1>Since footnotes descriptions are usually found at the end of the Page with corresponding number i tried capturing that 1st and searing for the corresponding number in the same page and compare them if they are same then we can tag but it tagged each and every number in that page. so it's unsuccessful.
def tag_emphasis(span, text):
font = span.get("font", "").lower()
flags = span.get("flags", 0)
is_bold = "bold" in font
is_italic = "italic" in font or "oblique" in font
is_underlined = bool(flags & 4)
if is_bold and is_underlined:
return f"<EMBU>{text}</EMBU>"
elif is_bold and is_italic:
return f"<EMBI>{text}</EMBI>"
elif is_bold:
return f"<EMB>{text}</EMB>"
elif is_italic:
return f"<EM>{text}</EM>"
elif is_italic:
return f"<EMI>{text}</EMI>"
return text
def determine_indent_from_bbox(span):
left = span["bbox"][0]
return int(left // 10) * 10
def count_leading_indent_chars(text):
text = text.replace("\t", " ")
return len(text) - len(text.lstrip(" "))
def is_superscript(span, line_y0):
return span["size"] < 9 and span["bbox"][1] < line_y0 - 2
def tag_entire_pdf(pdf_path):
doc = fitz.open(pdf_path)
tagged_lines = []
is_first_page_header_tagged = False
previous_indent = None
previous_blank = True
for page_index, page in enumerate(doc):
blocks = page.get_text("dict")["blocks"]
for block in blocks:
if block["type"] != 0:
continue
for line in block["lines"]:
raw_line_text = ""
tagged_line_text = ""
line_indent = None
line_y0 = line["bbox"][1]
for span in line["spans"]:
raw = span["text"]
if not raw.strip():
continue
raw_line_text += raw
clean = span["text"].strip()
if is_superscript(span, line_y0) and clean.isdigit():
tagged = f"<sup>{clean}</sup>"
else:
tagged = tag_emphasis(span, clean)
if line_indent is None:
line_indent = determine_indent_from_bbox(span)

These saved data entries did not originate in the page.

PR #17, opened 2022-09-16
feat: update node sdk to use async call 

Jhaines1988:


nilslice:
Awesome! Thank you for adding this. I'll wait for the rest of the tests to pass CI and merge after that.

nilslice (approved):
🚀 ✅ 🏆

tagged_line_text += tagged + " "
if not tagged_line_text.strip():
tagged_lines.append("")
previous_blank = True
previous_indent = None
continue
if not is_first_page_header_tagged and page_index == 0:
space_count = count_leading_indent_chars(raw_line_text)
tagged_lines.append(f"<P{space_count}>{tagged_line_text.strip()}")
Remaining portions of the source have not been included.